Declined in quality, sure. But still great quality. My absolute favourite TV show, especially in the crime/somewhat grounded setting, is The Wire. For me the first episode was up floating around in that rarefied air. The later ones are not that good but it is still doing better than most other things I get a chance to see.

What I am wondering is if this show is a network show designed for binge watching. I saw such a criticism levelled against some of Netflix's original content and I am not sure it held for that but for this it might be more valid. In fact I might actually watch these last three back to back to see what goes.


----------



## Deleted_171835 (Jul 17, 2015)

Nathan Drake said:


> I love the posts so far.
> 
> "Episode one was great, episode 2 was worse, and episode 3 was worse than that. BUT I'M STILL EXCITED FOR THIS!" There are lots of other shows I can watch if I want to see a decent show rapidly decline in quality. None of you are selling me on this.


not a rapid decline in quality, just an amazing first episode, and several great/good episodes after.


----------



## Deleted_171835 (Jul 18, 2015)

Great fucking episode (S01E04), incredibly well made and kept me interested the whole 45 minutes. Only thing I didn't really like was the cliche hacker girl but the whole drug-trip sequence, usage of Schoolboy Q, the soundtrack in general, writing and cinematography made for a great episode.

This is definitely the Person of Interest replacement for the summer for me.


----------



## WiiCube_2013 (Jul 19, 2015)

So basically they're a bunch of junkies who happen to be hackers also, hm.. didn't really like this episode a whole lot. The whole drug use is being pushed too hard, imo.

And I agree about Slater's character, it does seem that way.


----------



## FAST6191 (Jul 19, 2015)

Many of them seem to be into the milk and fags and alcohol, especially by Hollywood/TV show sensibilities, and the main character seems to be no stranger to exotic substances. Worse is observed in general IT work though.


----------



## WiiCube_2013 (Jul 19, 2015)

FAST6191 said:


> Many of them seem to be into the milk and fags and alcohol, especially by Hollywood/TV show sensibilities, and the main character seems to be no stranger to exotic substances. Worse is observed in general IT work though.
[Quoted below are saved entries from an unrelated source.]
Issue #2347, opened 2020-07-06
Bug: running JSDOM (without setting globals) results in error


straker:
```js
let dom = jsom('<div></div>');
axe.run(dom.window.document.documentElement);  // runs fine

dom = jsom('<div></div>');
axe.run(dom.window.document.documentElement);  // errors with "axe.run arguments are invlaid"
```

The issue is that axe-core now sets the global `document` and `window` but does not unset it after the run. JSDom apparently creates a new `window` and/or `document` every new instance, so they are no longer the same. When we check if the `context` is a context, we use the `window` element to determine things, which is what fails on the 2nd run.

straker:
Pairing with @stephenmathieson  we discovered the problem only happens in jsdom v16 (v15 does not fail). The fix is to null `window` and `document` in the `cleanup` function of `run-rules.js` if we set the globals ourselves.

stephenmathieson:
<details>
<summary>Failing test case</summary>

```js
const axe = require('axe-core'); // ^3.5.5-canary.67d2dca
const jsdom = require('jsdom'); // ^16

const test = async () => {
  const one = new jsdom.JSDOM(`
    <!DOCTYPE html>
    <html lang="en">
      <head>
        <meta charset="UTF-8">
        <meta name="viewport" content="width=device-width, initial-scale=1.0">
        <title>Document</title>
      </head>
      <body>
        Hello
      </body>
    </html>
  `);

  let r = await axe.run(one.window.document.documentElement, {
    rules: { 'color-contrast': { enabled: false } },
  });
  console.log('one: %d violations', r.violations.length);

  const two = new jsdom.JSDOM(`
    <!DOCTYPE html>
    <html lang="en">
      <head>
        <meta charset="UTF-8">
        <meta name="viewport" content="width=device-width, initial-scale=1.0">
        <title>Document</title>
      </head>
      <body>
        Hello
      </body>
    </html>
  `);

  r = await axe.run(two.window.document.documentElement, {
    rules: { 'color-contrast': { enabled: false } },
  });
  console.log('two: %d violations', r.violations.length);
};

test();
```
</details>

padmavemulapati:
Installed "JSDOM" and ran 
1. without defining jsdom - `dom = jsom('<div></div>');
axe.run(dom.window.document.documentElement);` - got error - "Uncaught ReferenceError: jsom is not defined
    at playground.html:10"
and 
[...]

PR #2387, opened 2020-07-15
fix(run): cleanup globals if set from context

straker:
As discussed in the issue, just needed to clean up the set globals as jsdom creates new globals when called again.

Closes issue: #2347 

## Reviewer checks


stephenmathieson:
> Please include a test to prevent regression.

I came here just to say that ☝️ 

We had discussed updating the [`jsdom` example](https://github.com/dequelabs/axe-core/tree/develop/doc/examples/jsdom) in order to accomplish this, as [the examples are run by CI](https://github.com/dequelabs/axe-core/blob/develop/.circleci/config.yml#L103-L111).

straker:
I tried updating the example, but I would have to do some convoluted stuff to make it break. For example, just trying to recreate the DOM in the `it` gives me an error `ReferenceError: Node is not defined`. I could probably get it to break the with example provided in this issue, but it doesn't fit very well in a public facing example of how to use JSOM

stephenmathieson:
> I tried updating the example, but I would have to do some convoluted stuff to make it break.

It's not that bad. Here's what I did:

```
npm run build
cd doc/examples/jsdom
# Use `"axe-core": "file://../../../"` in package.json, then
npm install jsdom@latest --save-dev
npm install
npm test
```


<details>
<summary>Updated JSDOM example</summary>

```js
/* eslint-env mocha */
const axe = require('axe-core');
const { JSDOM } = require('jsdom');
const assert = require('assert');

const config = {
  rules: {
    // `color-contrast` does not work with JSDOM.
    'color-contrast': { enabled: false },
    // In this example, we are not concerned with the following rules:
    'landmark-one-main': { enabled: false },
    'page-has-heading-one': { enabled: false },
    region: { enabled: false }
  }
};

const createDOM = (working = true) => {
  const { window } = new JSDOM(`<!DOCTYPE html>
  <html lang="en">
    <head>
      <title>JSDOM Example</title>
    </head>
    <body>
    ${
      working
        ? `<div id="working">
            <label for="has-label">Label for this text field.</label>
            <input type="text" id="has-label">
          </div>`
        : `<div id="broken">
            <p>Not a label</p><input type="text" id="no-label">
          </div>`
    }
    </body>
  </html>`);
  return window;
};

describe('axe', () => {
  it('should report that good HTML is good', async () => {
    const window = createDOM(true);
    const result = await axe.run(window.document.documentElement, config);
    assert.equal(result.violations.length, 0, 'Violations is not empty');
  });

  it('should report that bad HTML is bad', async () => {
    const window = createDOM(false);
    const result = await axe.run(window.document.documentElement, config);
    assert.equal(result.violations.length, 1, 'Violations.length is not 1');
  });
});
```
</summary>

straker:
Except we determined in our last discussion of this file being both an example and a test file, that it should remain an example. So I couldn't change the main package.json file to use the axe file from the repo, so had to edit https://github.com/dequelabs/axe-core/blob/develop/doc/examples/test-examples.js#L14-L20 as a workaround so we could leave it as an example and still test the examples using the latest axe-core.

stephenmathieson:
If you don't want to use the example as the test case, I'm fine with that. However, I [agree with Wilco that this needs to be tested](https://github.com/dequelabs/axe-core/pull/2387#pullrequestreview-449694974).

Would you rather create a separate JSDOM test elsewhere?

straker:
I guess we'll have to so this problem of example/test doesn't prevent us from testing fixes we need to

test/node/jsdom.js
```diff
@@ -0,0 +1,54 @@
+var axe = require('../../');
+var jsdom = require('jsdom');
```
stephenmathieson, line 2: Since we can use "modern JS" here, I really think we should. Thoughts on refactoring this to make it look like "today's JavaScript"?

test/node/jsdom.js
```diff
@@ -0,0 +1,54 @@
...
+describe('jsdom axe-core', function() {
+	it('should run without setting globals', function(done) {
+		var dom = new jsdom.JSDOM(domStr);
+
+		axe
+			.run(dom.window.document.documentElement, {
+				rules: { 'color-contrast': { enabled: false } }
+			})
+			.then(function(results) {
+				assert.equal(results.violations.length, 2);
```
stephenmathieson, line 27: Why check that there are 2 violations? This number is subject to change any time we add/remove rules.

test/node/jsdom.js
```diff
@@ -0,0 +1,54 @@
...
+
+				axe
+					.run(dom.window.document.documentElement, {
+						rules: { 'color-contrast': { enabled: false } }
+					})
+					.then(function(results) {
+						assert.equal(results.violations.length, 2);
+						done();
+					});
+			});
```
stephenmathieson, line 52: Without a `.catch`, this could cause an unhandled rejection and crash the process.

test/node/jsdom.js
straker: I'd love to but we can't. The entire `test` dir is dictated by the [eslint file](https://github.com/dequelabs/axe-core/blob/develop/test/.eslintrc) in there that disallows any modern javascript... It's a bit of a pain.

stephenmathieson: That doesn't sound like a "we can't", it just sounds like some ESLint settings need to be modified. We could add `test/node/.eslintrc` and override the rules added there, or move that file into the directory(ies) that those rules are relevant for.

I don't consider this blocking tho. If it's too much work to mess with the ESLint stuff, I understand. We can always improve on this later.

test/node/jsdom.js
WilcoFiers: Yeah, doesn't matter, just check there is a result.

test/node/jsdom.js
```diff
@@ -0,0 +1,54 @@
...
+		axe
+			.run(dom.window.document.documentElement, {
+				rules: { 'color-contrast': { enabled: false } }
+			})
+			.then(function(results) {
+				assert.equal(results.violations.length, 2);
+
+				var dom = new jsdom.JSDOM(domStr);
+
+				axe
```
WilcoFiers, line 44: If you return the promise, you can chain it, instead of nesting another promise.

stephenmathieson: Also, if we chain and return the promise, we don't have to add a `.catch()` or mess with `done`. Mocha has had support for promises for awhile now.

test/node/jsdom.js
```diff
@@ -0,0 +1,54 @@
...
+
+		axe
+			.run(dom.window.document.documentElement, {
+				rules: { 'color-contrast': { enabled: false } }
+			})
+			.then(function(results) {
+				assert.equal(results.violations.length, 2);
+				done();
+			});
+	});
```
stephenmathieson, line 30:
```suggestion
	it('should run without setting globals', function() {
		var dom = new jsdom.JSDOM(domStr);

		return axe
			.run(dom.window.document.documentElement, {
				rules: { 'color-contrast': { enabled: false } }
			})
			.then(function(results) {
				assert.notEqual(results.violations.length, 0);
			});
	});
```

test/node/jsdom.js
```diff
@@ -0,0 +1,54 @@
...
+				axe
+					.run(dom.window.document.documentElement, {
+						rules: { 'color-contrast': { enabled: false } }
+					})
+					.then(function(results) {
+						assert.equal(results.violations.length, 2);
+						done();
+					});
+			});
+	});
```
stephenmathieson, line 53:
```suggestion
	it('should unset globals so it can run with a new set of globals', function() {
		var dom = new jsdom.JSDOM(domStr);

		return axe
			.run(dom.window.document.documentElement, {
				rules: { 'color-contrast': { enabled: false } }
			})
			.then(function(results) {
				assert.notEqual(results.violations.length, 0);

				var dom = new jsdom.JSDOM(domStr);

				return axe
					.run(dom.window.document.documentElement, {
						rules: { 'color-contrast': { enabled: false } }
					})
					.then(function(results) {
						assert.notEqual(results.violations.length, 0);
					});
			});
	});
```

Hollywood is no stranger to force this on to its viewers but come on, Mr. Robot is a show that deserves to be treated better.


----------



## FAST6191 (Jul 19, 2015)

I do not follow. It certainly does not help make the characters sympathetic, indeed I imagine that is why the screenwriters gave him a dog, but none of that is all that unrealistic or otherwise implausible -- you spend your days questioning authority and whatever else it is that hackers do and questioning whether drug law/attitudes is all that logical is often the next logical step.


----------



## WiiCube_2013 (Jul 20, 2015)

I've rewatched episode 4 and wow, everything about it made sense whereas on my first go I didn't quite get it and I assume other viewers were the same case. I'm pretty excited for the rest.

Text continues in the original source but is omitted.